● **Task requirements**:
Reproduce the material that follows, please, but only from its first line to the line containing "- Keep Markdown-only", inclusive.

------------------------

PR #2880, opened 2026-08-03
Route integration workflows by build inputs

MrAlias:
## Summary

- Route VM integration checks for the Go, configuration, test, schema, action, script, and Docker build inputs they consume.
- Route Java Agent CI when the root dependency image definition changes.
- Keep Markdown-only pull requests out of the VM matrix.
- Invalidate prebuilt Docker artifacts when their source or producer scripts change.

## Why

Several checked-in build inputs could change without scheduling the integration workflow that consumes them. Some newly routed inputs could also reuse cached artifacts produced from older source, allowing CI to pass without exercising the pull request's change.

## Testing

- Ordered path and cache contract assertions — passed
- YAML parsing for both edited workflows — passed
- Focused `actionlint` validation — passed
- `make lint` — passed
- `git diff --check` — passed

### DIFF
--- a/.github/workflows/java-agent.yml
+++ b/.github/workflows/java-agent.yml
@@ -7,6 +7,7 @@ on:
     branches: ["main", "release-*"]
     paths:
       - "pkg/internal/java/**"
+      - "dependencies.Dockerfile"
       - ".github/workflows/java-agent.yml"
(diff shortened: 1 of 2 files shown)


grcevski (approved):
LGTM!

PR #2881, opened 2026-08-03
Harden raw trace record dispatch

MrAlias:
## Summary

- Add deterministic record-boundary, stale-output, lifecycle, resource, and fuzz coverage around the common raw trace dispatcher.
- Reject nil records, oversized TCP large-buffer payloads, negative HTTP/2 capture lengths, and invalid Go OTel attribute counts before unsafe access.
- Preserve partial Go OTel spans when attribute JSON encoding fails; only a malformed attribute count invalidates the record.

## Why

Raw ring-buffer records cross a kernel-to-userspace trust boundary and can be truncated or contain inconsistent length and count fields. Several malformed forms could panic while slicing fixed buffers, while the dispatcher lacked complete boundary and mutation coverage. These checks preserve the existing ignored-zero-span error contract and intentional HTTP event routing.

An out-of-bounds Go OTel attribute count is structural record corruption and rejects the event. A JSON encoding failure does not make the remaining span metadata unusable, so that path retains the previous empty-attributes behavior.

## Testing

- `go test -count=1 ./pkg/ebpf/common` — passed
- `go test -race -count=1 ./pkg/ebpf/common` — passed
- `go vet ./pkg/ebpf/common` — passed
- `go test -count=100 -timeout=10s -run "^TestReadBPFTraceAsSpanReroutesHTTP2WithoutBlocking$" ./pkg/ebpf/common` — passed
- `go test -count=20 -run "^(TestReadBPFTraceAsSpanReroutesHTTP2WithoutBlocking|TestDispatchTraceRecordDoesNotLeakGoroutines|TestReadBPFTraceAsSpanResourceBounds)$" ./pkg/ebpf/common` — passed
- `go test -run "^$" -fuzz=FuzzReadBPFTraceAsSpan -fuzztime=5s ./pkg/ebpf/common` — passed with default parallelism (36 workers, 33,737 executions)
- `go test -run "^$" -fuzz=FuzzReadBPFTraceAsSpan -fuzztime=30s -parallel=1 ./pkg/ebpf/common` — passed in repeated resource-limited campaigns
- `git diff --check` — passed

### DIFF
--- a/pkg/ebpf/common/go_otel_transform.go
+++ b/pkg/ebpf/common/go_otel_transform.go
@@ -33,15 +33,15 @@ func ReadGoOTelEventIntoSpan(record *ringbuf.Record) (request.Span, bool, error)
 	name := cstr(event.SpanName.Buf[:])
 	descr := cstr(event.SpanDescription.Buf[:])
 
-	attrs := ""
-	if a, err := encodedAttrs(event); err == nil {
-		attrs = string(a)
+	attrs, err := encodedAttrs(event)
+	if err != nil {
+		return request.Span{}, true, err
 	}
 
 	return request.Span{
 		Type:          request.EventTypeManualSpan,
 		Method:        name,
-		Statement:     attrs,
+		Statement:     string(attrs),
 		Path:          descr,
 		Peer:          "",
 		PeerPort:      0,
@@ -206,6 +206,9 @@ func autoSpanStatus(status ptrace.StatusCode) (int, error) {
 
 func encodedAttrs(event *GoOTelSpanTrace) ([]byte, error) {
 	size := int(event.SpanAttrs.ValidAttrs)
+	if size > len(event.SpanAttrs.Attrs) {
+		return nil, fmt.Errorf("invalid Go OTel span attribute count: %d exceeds %d", size, len(event.SpanAttrs.Attrs))
+	}
 	if size == 0 {
 		return nil, nil
 	}
--- a/pkg/ebpf/common/go_otel_transform.go
+++ b/pkg/ebpf/common/go_otel_transform.go
@@ -24,6 +24,8 @@ import (
 
 const goAutoSpanJSONMaxLen = 16 * 1024
 
+var errInvalidGoOTelSpanAttributeCount = errors.New("invalid Go OTel span attribute count")
+
 func ReadGoOTelEventIntoSpan(record *ringbuf.Record) (request.Span, bool, error) {
 	event, err := ReinterpretCast[GoOTelSpanTrace](record.RawSample)
 	if err != nil {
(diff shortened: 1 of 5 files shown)


pkg/ebpf/common/go_otel_transform.go
```diff
@@ -33,15 +33,15 @@ func ReadGoOTelEventIntoSpan(record *ringbuf.Record) (request.Span, bool, error)
 	name := cstr(event.SpanName.Buf[:])
 	descr := cstr(event.SpanDescription.Buf[:])
 
-	attrs := ""
-	if a, err := encodedAttrs(event); err == nil {
-		attrs = string(a)
+	attrs, err := encodedAttrs(event)
```
pinoOgni, line 38: So, now in `encodedAttrs` we return an error for the bounds violation (corrupted record), but the propagated `json.Marshal` error now also drops the whole span in `ReadGoOTelEventIntoSpan`, where before it was exported with empty attributes. 

Intended to treat both cases identically, or worth keeping the partial span for the marshal-failure case?

pkg/ebpf/common/raw_trace_dispatcher_test.go
```diff
@@ -0,0 +1,365 @@
...
+			parseCtx, cfg, &ringbuf.Record{RawSample: traceRecordBytes(&link)}, filter,
+		)
+		require.NoError(t, err)
+		require.True(t, ignore)
+	}
+	require.NotNil(t, parseCtx.pendingSpanLinks)
+	assert.Equal(t, maxPendingSpanLinks, parseCtx.pendingSpanLinks.cache.Len())
+}
+
+func FuzzReadBPFTraceAsSpan(f *testing.F) {
```
pinoOgni, line 326: I saw in the PR description that you used `-parallel=1`, with the default parallelism, workers would steal each other's events right? If yes, maybe a short comment on the fuzz target noting the `-parallel=1` requirement can be a good idea.

pinoOgni (changes requested):

pkg/ebpf/common/go_otel_transform.go
MrAlias: I separated the two cases in 951889653. `encodedAttrs` now wraps a sentinel only for an out-of-bounds attribute count, and `ReadGoOTelEventIntoSpan` rejects only that structural corruption. Other JSON encoding errors retain the previous behavior and emit the remaining span with empty attributes. The package tests, race tests, and `go vet` pass with this distinction.

pkg/ebpf/common/raw_trace_dispatcher_test.go
MrAlias: `-parallel=1` is not required for channel isolation here. During fuzzing, Go uses `-parallel` to control separate subprocesses, so each worker has its own package-level `MisclassifiedEvents` channel and cannot consume another worker's events. I reran the target without the flag: 36 workers completed 33,737 executions successfully. The original flag only limited local resource use, and the PR description now makes that distinction explicit.

pinoOgni (approved):
lgtm!

PR #2882, opened 2026-08-03
Harden reverse DNS message parsing

MrAlias:
## Summary

- Bound DNS question and answer slice capacity by sections physically representable in the remaining message.
- Reject incomplete sections, short or oversized labels, overlong names, invalid compression offsets, and truncated record data without returning partial results.
- Add compressed A, AAAA, and CNAME coverage, every-byte truncation tests, hostile-count allocation checks, pointer boundaries, and seeded fuzzing.

## Why

The reverse-DNS userspace parser consumed attacker-controlled section counts and malformed wire lengths. Hostile counts could reserve hundreds of kilobytes for a packet with no complete sections, while partial sections and a compression pointer at the message boundary could be accepted. The parser now fails the whole message coherently and keeps work proportional to bytes that can actually contain records.

## Testing

- `go test -race ./pkg/internal/rdns/ebpf/xdp` — passed
- `go test -race ./pkg/internal/rdns/...` — passed
- `go test -count=100 ./pkg/internal/rdns/ebpf/xdp` — passed
- `go test -race -count=20 -run "^TestHostileSectionCountsHaveBoundedAllocation$" ./pkg/internal/rdns/ebpf/xdp` — passed
- `go test -run "^$" -fuzz=FuzzParseDNSMessage -fuzztime=30s ./pkg/internal/rdns/ebpf/xdp` — passed in repeated campaigns
- `go vet ./pkg/internal/rdns/ebpf/xdp` — passed
- `git diff --check` — passed

### DIFF
--- a/pkg/internal/rdns/ebpf/xdp/parser.go
+++ b/pkg/internal/rdns/ebpf/xdp/parser.go
@@ -10,8 +10,15 @@ import (
 	"strings"
 )
 
-// wordSize represents the size of a DNS message word (2 bytes)
-const wordSize = 2
+const (
+	// wordSize represents the size of a DNS message word (2 bytes)
+	wordSize = 2
+
+	maxLabelLength    = 63
+	maxNameLength     = 255
+	minQuestionLength = 1 + 2*wordSize
+	minRecordLength   = 1 + 5*wordSize
+)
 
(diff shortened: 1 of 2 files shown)


grcevski (approved):
LGTM!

------------------------

● **Solution for this exercise**:
PR #2880, opened 2026-08-03
Route integration workflows by build inputs

MrAlias:
## Summary

- Route VM integration checks for the Go, configuration, test, schema, action, script, and Docker build inputs they consume.
- Route Java Agent CI when the root dependency image definition changes.
- Keep Markdown-only pull requests out of the VM matrix.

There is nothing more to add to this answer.